Issue #15, opened 2019-10-23
Set up GitHub Actions workflow for build and publish pkg


youngbupark:
## Describe the proposal

Set up GitHub Actions workflow for build and publish pkg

+-------+

**Task brief**
However many lines the data holds, return each one exactly.

**Finished task**
Issue #15, opened 2019-10-23
Set up GitHub Actions workflow for build and publish pkg


youngbupark:
## Describe the proposal

Set up GitHub Actions workflow for build and publish pkg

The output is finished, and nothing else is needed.